The path from bootcamp or CS degree to first developer job has collapsed. Companies want entry-level candidates with mid-level skills while cutting junior positions entirely. If there's no way for new developers to get that crucial first job, where does the next generation of senior engineers come from? Nobody seems to have an answer.
The data is stark. Entry-level developer postings are down significantly from pre-pandemic levels. The postings that remain often require 2-3 years of professional experience for positions labeled "junior." Meanwhile, bootcamp graduates and recent CS majors are sending hundreds of applications and getting zero responses. The pipeline isn't just clogged - it's severed.
What changed? Multiple factors converged. The pandemic hiring spree ended, leaving companies overstaffed. AI coding tools made senior developers more productive, reducing the need for junior engineers to handle basic tasks. And the economic climate pushed companies to hire for immediate impact rather than invest in training. The result is a market where you need experience to get experience.
The Reddit programming community is full of stories that follow the same pattern: talented developers with personal projects, strong fundamentals, and genuine passion can't get past automated resume filters or recruiter screens. One comment captured it perfectly - the industry spent a decade telling people to learn to code, then pulled up the ladder just as they arrived.
I built a startup. I know the pressure to maximize every hire. But this is shortsighted. Senior engineers don't materialize out of nowhere - they're junior engineers who got a chance and learned on the job. If the entire industry stops hiring juniors, where do tomorrow's seniors come from? We're eating our seed corn.

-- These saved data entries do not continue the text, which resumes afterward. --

PR #32, opened 2026-06-22
feat(examples): Agent Action Capsule trust layer + Stripe payment demo

StevenMih:
## Summary

Lands a working `capsule-emit-nanda` plugin package so NANDA users can
actually install and use the capsule trust + payments layers, with demos
underneath.

**Gap in the original PR:** `pip install capsule-emit[nanda]` didn't
exist, and `nest run scenarios/receipt_reputation_capsule.yaml` would
fail for anyone who cloned the repo.

### What's new: `examples/capsule-emit/`

Installable `capsule-emit-nanda` package with two real NANDA layer
plugins registered via entry points:

```bash
pip install -e examples/capsule-emit
nest plugins list | grep -E "trust|payments"
# capsule_emit   (trust)
# stripe_capsule (payments)
```

**`trust: capsule_emit`** — `CapsuleEmitTrust`
- Drop-in for `agent_receipts`; zero agent-code changes
- Seals every corroborated receipt to an Agent Action Capsule ledger
- Ring-severance validators still pass (ring mean ≈ 0.0, honest > 0.1)
- Third-party verifiable: `agent-action-capsule verify --store capsule_ledger.jsonl`

**`payments: stripe_capsule`** — `StripeCapsuledPayments`
- Sandbox/mock by default — no `STRIPE_SECRET_KEY`, no real charges
- Real Stripe with `pip install -e "examples/capsule-emit[stripe]"` + `STRIPE_SECRET_KEY=sk_test_...`
- Every payment sealed; `agent_input_digest` commits to amount + payer/payee at call time
- Dispute proof: re-derive digest from disputed values; mismatch = tamper evidence

### Updated

- `examples/capsule-trust/README.md` — capability-first, install points at real package
- `examples/stripe-capsule-payment/README.md` — capability-first with code pattern; sandbox vs real-Stripe; IETF slug fixed
- `scenarios/receipt_reputation_capsule.yaml` — install comment matches real package path
- IETF slug corrected everywhere: `draft-steele-agent-action-capsule` → `draft-mih-scitt-agent-action-capsule`

## Test plan

- [ ] `pip install -e examples/capsule-emit` → no errors
- [ ] `nest plugins list | grep -E "trust|payments"` shows `capsule_emit` and `stripe_capsule`
- [ ] `nest run scenarios/receipt_reputation_capsule.yaml` → validators pass, `capsule_ledger.jsonl` produced
- [ ] `agent-action-capsule verify --store capsule_ledger.jsonl` → exit 0
- [ ] `pip install -e "examples/capsule-emit[stripe]"` works; `StripeCapsuledPayments` sandbox runs without a real key
- [ ] IETF links resolve: `datatracker.ietf.org/doc/draft-mih-scitt-agent-action-capsule/`

## Background

The [Agent Action Capsule](https://datatracker.ietf.org/doc/draft-mih-scitt-agent-action-capsule/)
is an IETF draft (Apache-2.0 reference library) that seals agent decisions
as tamper-evident records anchored to a SCITT transparency log.

This PR shows two NANDA integration points — a one-line YAML swap that
adds an independently-verifiable ledger to any scenario, and a payments
layer that commits to payment amounts at execution time.

### DIFF
--- a/examples/capsule-emit/README.md
+++ b/examples/capsule-emit/README.md
@@ -7,7 +7,7 @@ by any third party without replaying the scenario.
 | Layer | Plugin name | What it adds |
 |-------|-------------|--------------|
 | `trust` | `capsule_emit` | Drop-in for `agent_receipts`; seals every receipt to a capsule ledger. Ring-severance identical; adds third-party auditability. |
-| `payments` | `stripe_capsule` | Stripe (or sandbox) payments; every payment sealed with `agent_input_digest` committing to amount + payer/payee at call time. |
+| `payments` | `stripe_capsule` | **Demo** — Stripe (or sandbox) payments; every payment sealed with `agent_input_digest` committing to amount + payer/payee at call time.  Not a conforming NANDA Payments layer (see [`stripe-capsule-payment/README.md`](../stripe-capsule-payment/)). |
 
 ## Install
 
--- a/examples/capsule-emit/README.md
+++ b/examples/capsule-emit/README.md
@@ -1,0 +1,78 @@
+# capsule-emit-nanda — verifiable, anchored records for NANDA agents
+
+Two NANDA layer plugins that seal every agent interaction and payment into
+a tamper-evident [Agent Action Capsule][] ledger — independently verifiable
+by any third party without replaying the scenario.
+
+| Layer | Plugin name | What it adds |
+|-------|-------------|--------------|
+| `trust` | `capsule_emit` | Drop-in for `agent_receipts`; seals every receipt to a capsule ledger. Ring-severance identical; adds third-party auditability. |
+| `payments` | `stripe_capsule` | Stripe (or sandbox) payments; every payment sealed with `agent_input_digest` committing to amount + payer/payee at call time. |
+
+## Install
+
+```bash
+pip install -e examples/capsule-emit   # from the nandatown repo root
+nest plugins list | grep -E "trust|payments"
+# capsule_emit   (trust)
+# stripe_capsule (payments)
+```
+
+For real Stripe payments add `[stripe]`:
+
+```bash
+pip install -e "examples/capsule-emit[stripe]"
+STRIPE_SECRET_KEY=sk_test_... nest run ./scenario.yaml
+```
+
+## Use in any scenario
+
+```yaml
+layers:
+  trust: capsule_emit        # was: agent_receipts
+  payments: stripe_capsule   # was: prepaid_credits
+```
+
+Run any scenario — all existing validators still pass, and a
+`capsule_ledger.jsonl` appears alongside the trace:
+
+```bash
+agent-action-capsule verify --store capsule_ledger.jsonl   # exit 0
+```
+
+Each capsule's `agent_input_digest` is independently verifiable without
+re-running the scenario. A tampered record produces a digest mismatch
+that `verify` catches.
+
+## Trust layer: `capsule_emit`
+
+Identical ring-severance logic to `agent_receipts` plus an anchored
+ledger gate: only receipts whose interactions were sealed to the capsule
+ledger count toward an agent's reputation score. See
+[`examples/capsule-trust/`](../capsule-trust/) for the full walkthrough.
+
+## Payments layer: `stripe_capsule`
+
+Sandbox by default (no `STRIPE_SECRET_KEY` required, no real charges).
+Seals the Stripe `payment_intent_id`, amount, and outcome — if a client
+later disputes the amount, re-derive the digest from the disputed values;
+a mismatch is proof the amount was altered post-payment. See
+[`examples/stripe-capsule-payment/`](../stripe-capsule-payment/) for the
+full walkthrough.
+
+## Demos
+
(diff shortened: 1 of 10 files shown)


Skyrider3:
## Review: Request changes (leaning approve) 

Nice contribution!  this closes a real gap (`pip install` of the capsule layers actually existing), and the trust integration is the genuine value here. No security concerns: the Stripe key is set on the client and never logged, capsule output carries only the intent ID, and sandbox-by-default is the right call. I verified the install premise too — `capsule-emit` (0.1.1) and `agent-action-capsule` (0.0.3) are live on PyPI, so `pip install -e examples/capsule-emit` resolves.

This is opt-in `examples/` code (standalone, not in the workspace/CI), so nothing here can break `main`. I'd just like three things tightened before merge — all small.

###  What's solid
- `CapsuleEmitTrust` correctly implements the `Trust` protocol (`score`/`attest`/`report`/`stake` match `layers/trust.py`) and is the plugin actually wired into the shipped scenario (`receipt_reputation_capsule.yaml` → `trust: capsule_emit`). The valid → corroborated → anchored gating is reasonable, and the fallback-to-heuristic path keeps it a true drop-in for stock scenarios.
- No secret leakage; clean separation; good docstrings.

###  The payments plugin's "drop-in layer" framing is inaccurate
`StripeCapsuledPayments` is described as a real `payments: stripe_capsule` layer, but it doesn't conform to the `Payments` protocol:

- Protocol: `pay(self, to: AgentId, amount: Money, ref: PaymentRef) -> Receipt`
- This PR: `pay(self, payer, payee, amount: float, currency="usd", **metadata) -> dict`

`quote`/`verify_payment`/`refund` diverge too (dicts/bools vs `Quote`/`PaymentStatus`/`Receipt`). `@runtime_checkable` only checks method *names*, so registration "passes," but a real `await payments.pay(to, amount, ref)` would bind `to→payer, amount→payee, ref→amount` and break. No scenario wires `stripe_capsule` (confirmed via grep), so this never surfaces — which means it's demo code, not a working layer.

**Ask:** either make it conform to `Payments`, or relabel it plainly as a standalone demo (drop the "drop-in layer" wording). Relabeling is the cheap, honest fix since nothing depends on it.

Also, on the real-Stripe path: `payee` is never used in the `PaymentIntent` (no destination/transfer), so the capsule "commits to payer/payee" while the actual charge enforces no payee — the dispute-proof story is weaker than the README implies. Worth a one-line caveat in the docstring.

###  Money rounding bug (real-Stripe path)
`_real_stripe_pay` uses `int(amount * 100)`, which truncates float error and **undercharges by a cent**: `$19.99 → 1998` ($19.98), `$0.29 → 28`, `$4.10 → 409`. One-line fix:

```diff
-    intent = stripe.PaymentIntent.create(
-        amount=int(amount * 100),
+    intent = stripe.PaymentIntent.create(
+        amount=round(amount * 100),
```

(Decimal would be even better for money, but `round()` removes the silent undercharge.)

###  No tests + a phantom sentinel test
- The test plan is all unchecked and the diff adds no test files.
- `trust.py` comments `# Sentinel test: tests/test_plugins.py::test_private_import_still_works`, but that test doesn't exist in the branch. So the deliberate coupling to private `nest_plugins_reference.trust.agent_receipts` internals (`_verify_receipt`, `_counterparty`, `_effective_receipts`, `_normalize`, `_raw_reputation`, …) has no guard despite the comment claiming one — any refactor of `agent_receipts` silently breaks this.

**Ask:** add a smoke test (instantiate both plugins, run one `report`/`score` and one sandbox `pay`), and either add the referenced sentinel test or remove the comment.

StevenMih:
@Skyrider3 — thank you, this is a genuinely useful review, and you're right on all three. Addressing each:

Payments framing. Agreed — stripe_capsule doesn't conform to the Payments protocol, and since nothing
wires it, I'll take the honest path and relabel it as a standalone demo (dropping the "drop-in layer"
wording in the README and docstrings) rather than imply a working layer. 

Good catch on the @runtime_checkable name-only check masking the signature mismatch. I'll also add the caveat you flagged: on the real-Stripe path payee isn't enforced in the PaymentIntent (no destination/transfer), so the capsule commits to payer/payee but the charge doesn't — worth being explicit about in the docstring.

Rounding. Fixing — int(amount*100) → round(amount*100) so we stop silently undercharging by a cent.
(Will note Decimal as the better long-term move.)

Tests + the phantom sentinel. Fair — the test_private_import_still_works comment references a test that
isn't there, which is worse than no comment. I'll add a real smoke test (instantiate both plugins, one
report/score and one sandbox pay) and either land the referenced sentinel test guarding the
agent_receipts coupling or drop the comment.

The trust plugin being the load-bearing piece (and the one actually wired into the scenario) matches how I think
about it too — appreciate you separating that from the payments demo. I'll push the changes and re-request your
review. Thanks again for the careful read.

StevenMih:
@Skyrider3 - I've updated the PR per your review. Re-requesting your review.

StevenMih:
closing this PR #32, re-opened with PR #54:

AI coding tools are accelerating this trend, not causing it. Yes, Claude and GitHub Copilot make experienced developers more productive. But they don't replace the human judgment, debugging skills, and architectural thinking that come from years of writing bad code and learning from it. You can't skip that apprenticeship phase, and right now the industry is trying to do exactly that.
Some companies are bucking the trend. A few startups and mid-size companies still maintain junior programs. But they're exceptions. The big tech companies that used to hire thousands of new grads are now doing selective hiring. The startups that used to take chances on promising juniors want proven performers. The middle disappeared.
This isn't just bad for aspiring developers - it's bad for the industry. Software engineering already has a diversity problem. Eliminating entry-level positions makes that worse by favoring people who can afford to work for free in internships or have networks that bypass normal hiring. If the only way into the industry is through privilege and connections, we're building a less innovative, less representative field.